Personal information
- Full name: Courtney Anne Kupets
- Born: July 27, 1986 (age 40) Bedford, Texas, U.S.
- Height: 5 ft 0¾ in

Gymnastics career
- Discipline: Women's artistic gymnastics
- Country represented: United States; (1999–2004);
- College team: Georgia Gymdogs (University of Georgia)
- Club: Hill's Gymnastics
- Head coach: Suzanne Yoculan
- Assistant coach: Jay Clark
- Former coach: Kelli Hill
- Retired: April 18, 2009
- Medal record
Representing United States
Artistic Gymnastics
Olympic Games
| Silver medal – second place | 2004 Athens | Team |
| Bronze medal – third place | 2004 Athens | Uneven Bars |
World Championships
| Gold medal – first place | 2002 Debrecen | Uneven Bars |
| Gold medal – first place | 2003 Anaheim | Team |
Representing University of Georgia
NCAA Championships
| Gold medal – first place | 2006 Auburn | Balance Beam |
| Gold medal – first place | 2006 Auburn | Uneven Bars |
| Gold medal – first place | 2006 Auburn | Team |
| Gold medal – first place | 2006 Auburn | All-Around |
| Gold medal – first place | 2007 Salt Lake City | Vault |
| Gold medal – first place | 2007 Salt Lake City | Team |
| Gold medal – first place | 2007 Salt Lake City | All-Around |
| Gold medal – first place | 2008 Athens | Team |
| Gold medal – first place | 2009 Lincoln | Uneven Bars |
| Gold medal – first place | 2009 Lincoln | Balance Beam |
| Gold medal – first place | 2009 Lincoln | Floor Exercise |
| Gold medal – first place | 2009 Lincoln | Team |
| Gold medal – first place | 2009 Lincoln | All-Around |
| Silver medal – second place | 2006 Auburn | Floor Exercise |
| Silver medal – second place | 2007 Salt Lake City | Floor Exercise |
| Silver medal – second place | 2007 Salt Lake City | Uneven Bars |
| Bronze medal – third place | 2007 Salt Lake City | Balance Beam |
| Bronze medal – third place | 2009 Lincoln | Vault |

= Courtney Kupets =

American artistic gymnast (born 1986)

Courtney Anne Kupets Carter (born July 27, 1986) is an American former artistic gymnast. She is a two-time Olympic medalist from the 2004 Olympics (silver in the team competition, bronze on uneven bars), the 2002 world champion on the uneven bars, the 2003 U.S. national all-around champion, and the 2004 U.S. national all-around co-champion (with Carly Patterson). She is also a member of the gold medal-winning U.S. team at the 2003 World Championships.

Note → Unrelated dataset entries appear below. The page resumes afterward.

PR #38, opened 2020-12-14
Add example with PCA and multiple plots

targos:
- fix(types): allow Plot to have a single child
- docs: add PCA example with iris dataset

https://deploy-preview-38--amazing-kilby-d9c1d7.netlify.app/?path=/story/examples-iris-dataset--pca

### DIFF
--- a/package.json
+++ b/package.json
@@ -60,6 +60,8 @@
     "@types/react": "^16.9.52",
     "@zakodium/eslint-config": "^2.1.1",
     "eslint": "^7.11.0",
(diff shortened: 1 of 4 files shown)


targos:
This is an example where https://github.com/zakodium/react-plot/issues/34 will be useful, because we don't want to show both axes in every plot.

targos:
I'm also kind of hacking the use of a LineSeries to do a scatter plot

maasencioh (approved):

PR #42, opened 2020-12-14
General fixes

maasencioh:


src/Plot.tsx
```diff
@@ -137,12 +137,13 @@ export default function Plot({
   }, [state, bottom, top, height]);
 
   const labels = state.series.map(({ label }) => label);
+  const ids = state.series.map(({ id }) => id);
```
targos, line 140: it's better to put this inside the useMemo, otherwise the `ids` array will always be a new array if it's created here

package.json
```diff
@@ -55,6 +55,7 @@
     "@types/d3-array": "^2.5.1",
     "@types/d3-axis": "^2.0.0",
     "@types/d3-scale": "^3.2.1",
+    "@types/d3-scale-chromatic": "^2.0.0",
```
targos, line 58: this is not used here but if you plan to use it later we can keep it

maasencioh: this is used in `Plot.tsx:3`, I don't know why I didn't add it before

targos (approved):

PR #43, opened 2020-12-15
Tick style

maasencioh:
- add tickStyle to the axis, allowing to add styles (uses kebab-case)
- add the source to the stories
- fix the default color palette error

### DIFF
--- a/package.json
+++ b/package.json
@@ -69,6 +69,7 @@
     "typescript": "^4.0.3"
   },
   "dependencies": {
+    "@storybook/addon-storysource": "^6.1.11",
     "csstype": "^3.0.5",
     "d3-array": "^2.8.0",
     "d3-axis": "^2.0.0",
--- a/package.json
+++ b/package.json
@@ -51,6 +51,7 @@
   "devDependencies": {
     "@storybook/addon-essentials": "^6.1.10",
     "@storybook/addon-links": "^6.1.10",
+    "@storybook/addon-storysource": "^6.1.11",
     "@storybook/react": "^6.1.10",
     "@types/d3-array": "^2.5.1",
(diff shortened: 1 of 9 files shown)


src/types.ts
```diff
@@ -36,6 +37,7 @@ interface AxisProps {
   label?: string;
   showGridLines?: boolean;
   labelStyle?: CSSProperties;
+  tickStyle?: PropertiesHyphen;
```
targos, line 40: I don't like this because it is different from the other style properties. I'm sure we can avoid it.

package.json
```diff
@@ -69,6 +69,8 @@
     "typescript": "^4.0.3"
   },
   "dependencies": {
+    "@storybook/addon-storysource": "^6.1.11",
```
targos, line 72: devDependencies

targos (approved):

src/utils.ts
```diff
@@ -45,3 +45,7 @@ export function splitChildren(children: React.ReactNode): PlotChildren {
   }
   return { invalidChild, lineSeries, axis, heading, legend };
 }
+
+export function camelToKebab(string: string) {
+  return string.replace(/([a-z0-9]|(?=[A-Z]))([A-Z])/g, '$1-$2').toLowerCase();
```
targos, line 50:
```suggestion
  // eslint-disable-next-line ...
  return string.replace(/([a-z0-9]|(?=[A-Z]))([A-Z])/g, '$1-$2').toLowerCase();
```

maasencioh: I wasn't able to find how to do it with replaces, but here's the link if someone else wants it https://2ality.com/2017/05/regexp-named-capture-groups.html

PR #45, opened 2020-12-16
feat: add scatter plot option

maasencioh:
- [x] add scatter plot
- [ ] add group colors


targos:
there are conflicts

targos:
Could we have the same color for the scatter plot and the regression lines ?

image

maasencioh:
I was planning to create that option in another PR, is the color group option

targos (approved):

PR #175, opened 2021-04-14
chore: add mass example

lpatiny:


lpatiny:
This PR is related to https://github.com/zakodium/react-plot/issues/74

Are we currently able to add only vertical line ? 

Should this be a scatter plot with line to 0 ?

maasencioh:
@lpatiny do you mean to do something like this? https://zakodium.github.io/react-plot/?path=/story/api-barseries--bar-control

PR #180, opened 2021-04-16
Multiple axis

### LINKED ISSUE #178: Multiple display of an axis
The current way to show the same axis at top and bottom is to do something like
```tsx
<Axis position="top" id="x" />
<Axis position="bottom" id="x" />
```

The problem is that if any of the axes is removed, the other axis is removed from the context. I think of two options:
1. It should be checked if there's another axis with the same id before removing it from the context
2. An axis could accept several positions (non-orthogonal between them)

What do you think? @targos @lpatiny @stropitek @Sebastien-Ahkrin

maasencioh:
closes #178

### DIFF
--- a/src/Plot.tsx
+++ b/src/Plot.tsx
@@ -69,10 +69,7 @@ export default function Plot(props: PlotProps) {
   const plotHeight = height - top - bottom;
 
   // Set scales
-  const axisContext = useAxisContext(state, {
-    plotWidth,
-    plotHeight,
-  });
+  const axisContext = useAxisContext(state, { plotWidth, plotHeight });
 
   const labels = useMemo(
     () => state.series.map(({ id, label }) => ({ id, label })),
--- a/src/PlotObject.tsx
+++ b/src/PlotObject.tsx
@@ -1,5 +1,6 @@
 import Plot from './Plot';
 import Axis from './components/Axis';
+import ParallelAxis from './components/Axis/ParallelAxis';
 import Legend from './components/Legend';
 import LineSeries from './components/LineSeries';
 import ScatterSeries from './components/ScatterSeries';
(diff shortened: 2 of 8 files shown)


targos:
Could you make a new story (or update one that is not in the API section) please?
The stories in API are supposed to document the API of the components. It is confusing to have this "duplicate" control that is unrelated to it.

src/plotReducer.ts
```diff
@@ -18,15 +18,24 @@ export function reducer(state: State, action: ReducerActions) {
       let currentAxis = state.axis[id];
       if (currentAxis) {
         validatePosition(currentAxis.position, position, id);
-        state.axis[id] = { ...currentAxis, position, ...values };
+        state.axis[id] = {
+          ...currentAxis,
+          position,
+          ...values,
```
targos, line 24: So this makes a merge of the configuration of both axes? We can merge this now if you want but I consider that a bug.

maasencioh: This was something that I wasn't sure if we want them separately and it was the current behavior, if this is going to be saved separately then how we decide the min value in a case like this? Should we throw an error?
```tsx
<Axis min={0} id="x" position="top" />
<Axis min={-1} id="x" position="bottom" />
```

targos: It's a good question, and I think we need to answer it anyway, even with the merge behavior.

maasencioh: The merge behavior takes always the last value, so in the end, we could keep doing that for the moment for all the properties that modify the series context

targos: Something we could do is have another component (for example named `<SideAxis>`) which can only define some of the axis properties and can only be rendered if a "main" axis with the same ID exists.

maasencioh: I like that idea, let me think on the API

targos (approved):

PR #217, opened 2022-01-09
docs : Advenced mass example

wadjih-bencheikh18:


targos:
Is `advenced-mass.json` a copy of https://github.com/zakodium/react-plot/blob/main/scripts/mass/HCys100OH_0.01.json ? We should not have the same identical file twice. @lpatiny I don't know if you wanted to keep the json in the `scripts` folder (and we import it from there) or if it should be moved?

lpatiny:
Indeed the file is a copy but we should rather delete the one in script and keep the data in the 'stories' (stories/data/advenced-mass.json)

@wadjih-bencheikh18 Please also take care of the labels that is the more difficult part of this example.

Please also add in the story book the possibility to force the from / to of the xAxis so that by entering manually the right values we could have something like

image

targos:
advenced -> advanced

wadjih-bencheikh18:
> Indeed the file is a copy but we should rather delete the one in script and keep the data in the 'stories' (stories/data/advenced-mass.json)
> 
> @wadjih-bencheikh18 Please also take care of the labels that is the more difficult part of this example.
> 
> Please also add in the story book the possibility to force the from / to of the xAxis so that by entering manually the right values we could have something like
> 
> image
> 

Yes ofc i'm working on it
I need another example if it's possible

wadjih-bencheikh18:
i couldn't understand "possibility to force the from / to of the xAxis" well
but i added a simple zoom control to see a part from the plot when the form / is visible

lpatiny:
Problem is not we don't see the code example which is quite annoying in the storybook:

image

Can you display the code ?

Concerning the from / to it is in fact min / max

https://github.com/zakodium/react-plot/blob/main/src/components/Axis/Axis.tsx#L15-L16

By default the axis will set the min and max value depending the series but we are able to force those value. This is the way to zoom.

For the X axis, min and max should be editable.

stories/spectra/mass.stories.tsx
```diff
@@ -43,7 +45,35 @@ export function AdvancedMassExample() {
...
-      <Axis id="x" position="bottom" label="Mass [m/z]" />
+      <Annotations>
+        {advancedData.bestPeaks.map((peak) => (
+          <>
+            <Line
+              key={peak.label}
+              x1={peak.x}
+              x2={peak.x}
+              y1={peak.y}
+              y2={peak.y + 2}
```
lpatiny, line 61: If you put number a properties for x1, x2, y1 and y2 the shift will be based on the values of the axis. This means that in your case if you zoom the labels will be exploded.

This is why we can put either number of strings for the x1, x2, y1, y2 properties. If it is strings the values are in pixels from the (0,0) top left.

This means that we need to create the labels containing:
- the line
- the first text
- the second text
using the "pixels" (a string) to shift the different annotations

And they should be placed in a Groupd and then placed using the value of the axis (meaining x and y are numbers)

https://github.com/zakodium/react-plot/blob/main/src/components/Annotations/Group.tsx

stories/spectra/mass.stories.tsx
```diff
@@ -28,3 +30,69 @@ export function MassExample() {
     </Plot>
   );
 }
+export const AdvancedMassExample = AdvancedMassStory.bind({});
+AdvancedMassExample.args = {
+  zoom: false,
+};
```
targos, line 36: You don't need to use `bind`.
You can add args to the function directly.

stories/spectra/mass.stories.tsx
wadjih-bencheikh18: fixed

PR #224, opened 2022-01-11
feat: update annotations props names

wadjih-bencheikh18:


src/components/Annotations/Ellipse.tsx
```diff
@@ -7,21 +7,21 @@ export interface AnnotationEllipseProps
     SVGProps<SVGEllipseElement>,
     'x1' | 'x2' | 'y1' | 'y2' | 'cx' | 'cy' | 'rx' | 'ry'
```
lpatiny, line 8: I'm wondering if x1, x2, y1 and y2 really exists as props for an ellipse (same is true for a circle) and I don't know how to check this.

src/components/Annotations/Rectangle.tsx
```diff
@@ -1,33 +1,43 @@
 import { SVGProps } from 'react';
 
-import { usePositionAndSize } from '../../hooks';
+import { useRectanglePosition } from '../../hooks';
 
 export interface AnnotationRectangleProps
   extends Omit<
     SVGProps<SVGRectElement>,
     'x1' | 'x2' | 'y1' | 'y2' | 'x' | 'y' | 'width' | 'height'
```
lpatiny, line 8: It seems to me that we should also omit 'stroke' because the use of `color` will be mandatory. Same is true for all the other elements in which we are using `color` instead of `fill` or `stroke`.  @targos WDYT ?

src/components/Annotations/Ellipse.tsx
wadjih-bencheikh18: https://developer.mozilla.org/en-US/docs/Web/API/SVGCircleElement
https://developer.mozilla.org/en-US/docs/Web/API/SVGEllipseElement

src/components/Annotations/Rectangle.tsx
wadjih-bencheikh18: @lpatiny Do you want me to remove them?

src/components/Annotations/Ellipse.tsx
targos: I omitted x1, x2, etc because they exist in the TypeScript types so I thought it would help the user to remove them from intellisense.

src/components/Annotations/Circle.tsx
```diff
@@ -3,28 +3,26 @@ import { SVGProps } from 'react';
 import { useEllipsePosition } from '../../hooks';
 
 export interface AnnotationCircleProps
-  extends Omit<
-    SVGProps<SVGCircleElement>,
-    'x1' | 'x2' | 'y1' | 'y2' | 'cx' | 'cy' | 'r'
-  > {
-  cx: number | string;
-  cy: number | string;
+  extends Omit<SVGProps<SVGCircleElement>, 'cx' | 'cy' | 'r'> {
```
targos, line 6:
```suggestion
  extends Omit<SVGProps<SVGCircleElement>, 'x1' | 'x2' | 'y1' | 'y2' | 'cx' | 'cy' | 'r' | 'fill'> {
```

src/components/Annotations/Circle.tsx
```diff
@@ -3,28 +3,26 @@ import { SVGProps } from 'react';
...
 
 export function Circle(props: AnnotationCircleProps) {
-  const { cx: oldCx, cy: oldCy, r: oldR, ...otherProps } = props;
+  const { x: oldX, y: oldY, r: oldR, color, ...otherProps } = props;
 
   const {
-    cx,
-    cy,
+    x,
+    y,
```
targos, line 18: can you make the hook still return `cx` and `cy`, as that is the name of the true props

src/components/Annotations/Ellipse.tsx
```diff
@@ -3,25 +3,29 @@ import { SVGProps } from 'react';
 import { useEllipsePosition } from '../../hooks';
 
 export interface AnnotationEllipseProps
-  extends Omit<
-    SVGProps<SVGEllipseElement>,
-    'x1' | 'x2' | 'y1' | 'y2' | 'cx' | 'cy' | 'rx' | 'ry'
-  > {
-  cx: number | string;
-  cy: number | string;
+  extends Omit<SVGProps<SVGEllipseElement>, 'cx' | 'cy' | 'rx' | 'ry'> {
```
targos, line 6:
```suggestion
  extends Omit<SVGProps<SVGEllipseElement>, 'x1' | 'x2' | 'y1' | 'y2' | 'cx' | 'cy' | 'rx' | 'ry' | 'fill'> {
```

src/components/Annotations/Line.tsx
```diff
@@ -3,11 +3,12 @@ import { SVGProps } from 'react';
 import { usePosition } from '../../hooks';
 
 export interface AnnotationLineProps
-  extends Omit<SVGProps<SVGLineElement>, 'x1' | 'x2' | 'y2' | 'y2'> {
+  extends Omit<SVGProps<SVGLineElement>, 'x1' | 'x2' | 'y1' | 'y2'> {
```
targos, line 6:
```suggestion
  extends Omit<SVGProps<SVGLineElement>, 'x1' | 'x2' | 'y1' | 'y2' | 'stroke'> {
```

src/components/Annotations/Rectangle.tsx
```diff
@@ -1,33 +1,40 @@
...
 export interface AnnotationRectangleProps
-  extends Omit<
-    SVGProps<SVGRectElement>,
-    'x1' | 'x2' | 'y1' | 'y2' | 'x' | 'y' | 'width' | 'height'
-  > {
-  x: number | string;
-  y: number | string;
-  width: number | string;
-  height: number | string;
+  extends Omit<SVGProps<SVGRectElement>, 'x' | 'y' | 'width' | 'height'> {
```
targos, line 6:
```suggestion
  extends Omit<SVGProps<SVGRectElement>, 'x' | 'y' | 'width' | 'height' | 'fill'> {
```

src/components/Annotations/Shape.tsx
```diff
@@ -57,7 +79,7 @@ export function Shape(props: AnnotationShapeProps) {
 
   return (
     <g transform={`translate(${x}, ${y})`}>
-      <Figure size={props.size} style={props.style} />
+      <Figure size={props.size} style={props.style} color={props.color} />
```
targos, line 82: you could do `style={{ fill: props.color, ...props.style }}` here and remove the changes from the shapes above.

src/components/Annotations/Text.tsx
```diff
@@ -9,16 +9,17 @@ export interface AnnotationTextProps
   > {
```
targos, line 9: Add `| 'fill'` to the line above

src/components/Annotations/Ellipse.tsx
lpatiny: Ok then indeed we need to leave the code like it is now. Thanks.

wadjih-bencheikh18: props omit fixed

src/components/Annotations/Circle.tsx
wadjih-bencheikh18: okey fixed

src/components/Annotations/Shape.tsx
wadjih-bencheikh18: fixed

During her time at the University of Georgia, the Georgia women's gymnastics team won four straight NCAA national championships from 2006 to 2009. During the 2009–10 season, Kupets was a student assistant coach to the team's new head coach, Jay Clark. On May 9, 2017, Kupets-Carter was announced as the new head coach of the Georgia Gym Dogs. She was relieved as head coach of Georgia Gymnastics on April 19, 2024.

== Early life ==
Kupets was raised in Gaithersburg, Maryland, and trained at Hill's Gymnastics, the former gym of Olympians Dominique Dawes and Elise Ray. Kupets attended Colonel Zadok Magruder High School in Rockville, Maryland. After the 2004 Olympics, she competed for the University of Georgia (UGA) where she was a member of Alpha Omicron Pi women's fraternity, joining her older sister, Ashley Kupets.

==Gymnastics==
===Early gymnastics career===
Kupets began gymnastics in 1989, earned a place on USA Gymnastics' TOPs developmental team in 1994, and reached the elite level in 1999. At her first U.S. National Championships in 1999, she placed eighth in the junior division and became a member of the junior national team.

===Senior career===
In 2002, her first year as a senior competitor, Kupets placed second at the American Cup, behind 2000 Olympian Tasha Schwikert, and placed eighth at Nationals. She was named to the U.S. team for the 2002 World Artistic Gymnastics Championships in Debrecen, Hungary, where she won the uneven bars final over five-time defending champion Svetlana Khorkina.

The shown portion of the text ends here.